[Stored data]
..........
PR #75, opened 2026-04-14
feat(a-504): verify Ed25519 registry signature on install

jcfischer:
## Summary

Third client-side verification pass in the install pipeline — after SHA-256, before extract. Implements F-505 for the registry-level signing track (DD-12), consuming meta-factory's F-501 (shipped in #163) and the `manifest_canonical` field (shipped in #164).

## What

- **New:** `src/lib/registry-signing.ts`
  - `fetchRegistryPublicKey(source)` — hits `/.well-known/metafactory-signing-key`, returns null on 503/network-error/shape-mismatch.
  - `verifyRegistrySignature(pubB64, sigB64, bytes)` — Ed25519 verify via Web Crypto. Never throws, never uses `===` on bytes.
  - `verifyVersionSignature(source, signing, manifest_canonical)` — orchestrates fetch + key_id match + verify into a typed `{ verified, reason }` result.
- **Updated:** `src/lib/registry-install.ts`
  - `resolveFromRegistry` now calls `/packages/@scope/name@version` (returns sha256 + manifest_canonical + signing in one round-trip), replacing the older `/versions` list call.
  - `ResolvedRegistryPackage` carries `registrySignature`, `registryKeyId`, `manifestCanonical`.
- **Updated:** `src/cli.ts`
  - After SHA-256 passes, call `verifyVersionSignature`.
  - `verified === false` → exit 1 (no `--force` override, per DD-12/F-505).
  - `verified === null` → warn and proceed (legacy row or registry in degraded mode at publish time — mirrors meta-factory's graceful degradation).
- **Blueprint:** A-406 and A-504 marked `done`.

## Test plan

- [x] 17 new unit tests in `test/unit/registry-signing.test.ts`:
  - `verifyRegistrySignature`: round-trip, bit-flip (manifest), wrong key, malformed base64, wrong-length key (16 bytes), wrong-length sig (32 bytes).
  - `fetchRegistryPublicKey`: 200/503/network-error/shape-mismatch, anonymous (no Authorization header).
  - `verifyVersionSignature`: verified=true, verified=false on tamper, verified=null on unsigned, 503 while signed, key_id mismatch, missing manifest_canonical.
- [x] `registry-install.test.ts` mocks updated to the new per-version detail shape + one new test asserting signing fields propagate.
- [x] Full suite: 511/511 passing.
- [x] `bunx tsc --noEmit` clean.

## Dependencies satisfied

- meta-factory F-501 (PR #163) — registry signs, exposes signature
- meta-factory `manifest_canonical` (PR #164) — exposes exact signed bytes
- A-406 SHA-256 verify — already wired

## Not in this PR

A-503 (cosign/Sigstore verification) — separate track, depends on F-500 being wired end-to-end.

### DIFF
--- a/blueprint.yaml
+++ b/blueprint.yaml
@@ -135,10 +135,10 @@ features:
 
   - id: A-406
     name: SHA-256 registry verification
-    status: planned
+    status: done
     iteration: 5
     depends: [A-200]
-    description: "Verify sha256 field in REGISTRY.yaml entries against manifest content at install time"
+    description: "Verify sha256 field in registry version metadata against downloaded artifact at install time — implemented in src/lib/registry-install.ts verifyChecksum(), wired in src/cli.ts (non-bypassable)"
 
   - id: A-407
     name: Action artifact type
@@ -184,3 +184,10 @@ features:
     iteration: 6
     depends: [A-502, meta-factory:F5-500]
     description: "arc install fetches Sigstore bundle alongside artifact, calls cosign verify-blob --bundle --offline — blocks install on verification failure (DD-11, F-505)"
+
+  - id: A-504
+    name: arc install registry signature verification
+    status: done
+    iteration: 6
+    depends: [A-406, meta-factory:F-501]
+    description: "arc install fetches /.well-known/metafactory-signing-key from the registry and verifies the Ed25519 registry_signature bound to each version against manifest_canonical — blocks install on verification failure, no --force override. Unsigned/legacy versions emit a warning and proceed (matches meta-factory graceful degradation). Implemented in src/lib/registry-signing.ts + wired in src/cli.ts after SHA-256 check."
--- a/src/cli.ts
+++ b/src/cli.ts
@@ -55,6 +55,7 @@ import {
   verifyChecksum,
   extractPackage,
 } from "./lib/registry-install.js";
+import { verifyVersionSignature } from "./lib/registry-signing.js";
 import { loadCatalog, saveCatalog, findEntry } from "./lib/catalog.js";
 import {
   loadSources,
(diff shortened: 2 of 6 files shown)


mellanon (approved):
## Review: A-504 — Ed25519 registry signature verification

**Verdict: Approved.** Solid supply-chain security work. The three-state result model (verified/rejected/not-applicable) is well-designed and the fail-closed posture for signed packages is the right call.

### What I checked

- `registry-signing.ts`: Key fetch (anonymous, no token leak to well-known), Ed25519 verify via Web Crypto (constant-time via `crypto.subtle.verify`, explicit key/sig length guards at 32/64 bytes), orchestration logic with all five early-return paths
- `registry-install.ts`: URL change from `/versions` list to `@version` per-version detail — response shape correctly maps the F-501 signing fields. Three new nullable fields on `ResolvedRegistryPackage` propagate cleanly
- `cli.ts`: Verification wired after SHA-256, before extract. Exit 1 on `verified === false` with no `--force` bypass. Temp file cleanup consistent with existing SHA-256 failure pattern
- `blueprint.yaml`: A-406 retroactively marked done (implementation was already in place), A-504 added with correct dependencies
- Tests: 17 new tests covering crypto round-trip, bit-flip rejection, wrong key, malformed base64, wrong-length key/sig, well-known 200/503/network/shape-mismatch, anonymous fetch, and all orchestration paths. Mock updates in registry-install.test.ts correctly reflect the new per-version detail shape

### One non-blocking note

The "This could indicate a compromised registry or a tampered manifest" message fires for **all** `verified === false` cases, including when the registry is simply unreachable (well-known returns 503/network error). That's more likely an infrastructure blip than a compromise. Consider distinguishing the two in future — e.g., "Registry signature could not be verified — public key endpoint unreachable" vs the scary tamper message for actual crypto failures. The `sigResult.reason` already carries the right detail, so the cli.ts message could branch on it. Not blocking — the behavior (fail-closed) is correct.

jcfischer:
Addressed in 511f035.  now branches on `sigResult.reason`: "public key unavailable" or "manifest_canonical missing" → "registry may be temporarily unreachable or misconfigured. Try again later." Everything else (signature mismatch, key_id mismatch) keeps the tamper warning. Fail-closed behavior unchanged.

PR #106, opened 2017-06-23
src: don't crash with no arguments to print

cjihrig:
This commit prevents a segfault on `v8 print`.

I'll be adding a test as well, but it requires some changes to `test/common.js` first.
..........
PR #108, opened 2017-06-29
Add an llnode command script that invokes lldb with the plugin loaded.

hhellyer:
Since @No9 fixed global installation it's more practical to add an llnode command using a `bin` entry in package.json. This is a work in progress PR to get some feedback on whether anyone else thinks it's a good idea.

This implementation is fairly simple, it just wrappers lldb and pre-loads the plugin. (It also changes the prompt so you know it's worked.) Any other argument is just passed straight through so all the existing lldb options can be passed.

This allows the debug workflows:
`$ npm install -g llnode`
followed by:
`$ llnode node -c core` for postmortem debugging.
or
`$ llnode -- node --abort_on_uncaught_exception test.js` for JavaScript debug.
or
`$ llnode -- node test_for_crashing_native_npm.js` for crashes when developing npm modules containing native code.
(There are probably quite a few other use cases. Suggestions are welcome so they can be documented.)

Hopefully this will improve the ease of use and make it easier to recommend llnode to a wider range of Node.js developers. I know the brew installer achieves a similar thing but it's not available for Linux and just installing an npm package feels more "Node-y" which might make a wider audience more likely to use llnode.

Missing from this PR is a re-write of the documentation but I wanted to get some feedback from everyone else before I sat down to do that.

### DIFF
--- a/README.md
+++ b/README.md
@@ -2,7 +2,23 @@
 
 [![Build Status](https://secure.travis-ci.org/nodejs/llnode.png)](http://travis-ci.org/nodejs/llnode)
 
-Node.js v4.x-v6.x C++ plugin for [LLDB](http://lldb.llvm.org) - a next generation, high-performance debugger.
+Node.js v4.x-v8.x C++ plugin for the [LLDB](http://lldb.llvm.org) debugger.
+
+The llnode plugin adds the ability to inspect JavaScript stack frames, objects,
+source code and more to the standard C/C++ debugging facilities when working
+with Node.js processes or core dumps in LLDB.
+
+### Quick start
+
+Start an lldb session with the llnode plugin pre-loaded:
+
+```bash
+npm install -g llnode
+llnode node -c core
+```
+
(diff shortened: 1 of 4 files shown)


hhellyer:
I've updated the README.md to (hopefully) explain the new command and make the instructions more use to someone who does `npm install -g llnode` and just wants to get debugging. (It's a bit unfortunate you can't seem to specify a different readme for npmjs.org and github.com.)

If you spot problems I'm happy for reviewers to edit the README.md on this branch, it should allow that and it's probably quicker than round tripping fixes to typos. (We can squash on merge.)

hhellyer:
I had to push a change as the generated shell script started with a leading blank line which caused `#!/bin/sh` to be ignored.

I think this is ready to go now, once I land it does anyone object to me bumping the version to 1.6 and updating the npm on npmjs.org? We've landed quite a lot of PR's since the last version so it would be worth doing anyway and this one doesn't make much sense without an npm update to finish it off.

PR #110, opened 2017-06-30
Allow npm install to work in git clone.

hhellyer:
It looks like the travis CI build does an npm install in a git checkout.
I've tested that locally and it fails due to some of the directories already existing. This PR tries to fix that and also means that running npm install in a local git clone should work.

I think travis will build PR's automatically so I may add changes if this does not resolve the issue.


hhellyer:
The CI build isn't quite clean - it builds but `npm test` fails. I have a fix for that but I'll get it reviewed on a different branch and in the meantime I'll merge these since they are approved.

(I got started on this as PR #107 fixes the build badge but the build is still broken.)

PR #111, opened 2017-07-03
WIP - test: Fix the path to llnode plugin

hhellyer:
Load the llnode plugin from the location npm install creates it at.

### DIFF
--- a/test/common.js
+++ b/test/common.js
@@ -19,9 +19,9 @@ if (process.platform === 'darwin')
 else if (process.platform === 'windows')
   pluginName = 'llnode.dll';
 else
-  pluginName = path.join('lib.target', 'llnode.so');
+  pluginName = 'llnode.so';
..........
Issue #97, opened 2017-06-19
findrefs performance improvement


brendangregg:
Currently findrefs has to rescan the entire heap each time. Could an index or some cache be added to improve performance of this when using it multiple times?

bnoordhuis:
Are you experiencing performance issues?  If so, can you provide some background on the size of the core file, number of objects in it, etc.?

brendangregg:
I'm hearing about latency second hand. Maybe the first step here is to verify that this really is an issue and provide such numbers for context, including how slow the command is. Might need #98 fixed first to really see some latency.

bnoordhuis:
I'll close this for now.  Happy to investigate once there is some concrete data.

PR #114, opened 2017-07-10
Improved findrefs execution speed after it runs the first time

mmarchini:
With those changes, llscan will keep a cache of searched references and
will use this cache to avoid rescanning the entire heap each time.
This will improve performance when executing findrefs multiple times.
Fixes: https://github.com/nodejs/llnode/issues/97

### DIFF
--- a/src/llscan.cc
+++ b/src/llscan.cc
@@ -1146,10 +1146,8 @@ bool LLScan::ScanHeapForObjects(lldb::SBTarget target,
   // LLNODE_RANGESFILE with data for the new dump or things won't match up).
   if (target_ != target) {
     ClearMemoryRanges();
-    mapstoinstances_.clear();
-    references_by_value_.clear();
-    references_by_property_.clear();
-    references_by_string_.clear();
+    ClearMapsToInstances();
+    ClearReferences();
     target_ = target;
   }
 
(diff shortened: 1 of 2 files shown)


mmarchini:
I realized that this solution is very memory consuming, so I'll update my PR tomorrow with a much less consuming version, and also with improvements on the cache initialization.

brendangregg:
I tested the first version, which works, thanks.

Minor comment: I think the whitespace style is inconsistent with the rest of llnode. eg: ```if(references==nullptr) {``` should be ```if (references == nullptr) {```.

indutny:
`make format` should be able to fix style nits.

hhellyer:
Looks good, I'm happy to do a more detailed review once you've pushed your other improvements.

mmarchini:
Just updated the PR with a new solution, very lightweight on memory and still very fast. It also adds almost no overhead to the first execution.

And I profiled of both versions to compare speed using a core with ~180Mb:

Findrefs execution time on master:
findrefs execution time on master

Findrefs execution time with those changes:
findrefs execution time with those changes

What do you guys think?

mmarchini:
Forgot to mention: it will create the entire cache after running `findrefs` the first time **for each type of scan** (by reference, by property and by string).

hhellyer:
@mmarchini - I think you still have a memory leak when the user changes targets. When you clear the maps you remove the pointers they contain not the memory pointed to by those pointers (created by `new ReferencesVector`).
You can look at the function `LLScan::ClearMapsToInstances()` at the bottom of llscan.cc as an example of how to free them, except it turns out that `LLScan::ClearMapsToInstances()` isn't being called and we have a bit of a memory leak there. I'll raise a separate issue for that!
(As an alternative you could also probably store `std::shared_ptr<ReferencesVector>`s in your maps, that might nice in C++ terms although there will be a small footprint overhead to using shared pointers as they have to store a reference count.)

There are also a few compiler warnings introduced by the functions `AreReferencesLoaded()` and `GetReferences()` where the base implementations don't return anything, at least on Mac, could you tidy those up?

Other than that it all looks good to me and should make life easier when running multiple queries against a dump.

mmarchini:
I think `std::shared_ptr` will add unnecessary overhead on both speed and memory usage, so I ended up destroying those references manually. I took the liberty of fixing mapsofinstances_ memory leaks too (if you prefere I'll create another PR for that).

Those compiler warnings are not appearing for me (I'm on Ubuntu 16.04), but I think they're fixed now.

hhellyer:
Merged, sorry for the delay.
..........
Task to carry out: Among the entries above, locate the lines containing "This will improve performance" and "I tested the", and transcribe exactly those two lines and all lines between.

Reply:
This will improve performance when executing findrefs multiple times.
Fixes: https://github.com/nodejs/llnode/issues/97

### DIFF
--- a/src/llscan.cc
+++ b/src/llscan.cc
@@ -1146,10 +1146,8 @@ bool LLScan::ScanHeapForObjects(lldb::SBTarget target,
   // LLNODE_RANGESFILE with data for the new dump or things won't match up).
   if (target_ != target) {
     ClearMemoryRanges();
-    mapstoinstances_.clear();
-    references_by_value_.clear();
-    references_by_property_.clear();
-    references_by_string_.clear();
+    ClearMapsToInstances();
+    ClearReferences();
     target_ = target;
   }
 
(diff shortened: 1 of 2 files shown)


mmarchini:
I realized that this solution is very memory consuming, so I'll update my PR tomorrow with a much less consuming version, and also with improvements on the cache initialization.

brendangregg:
I tested the first version, which works, thanks.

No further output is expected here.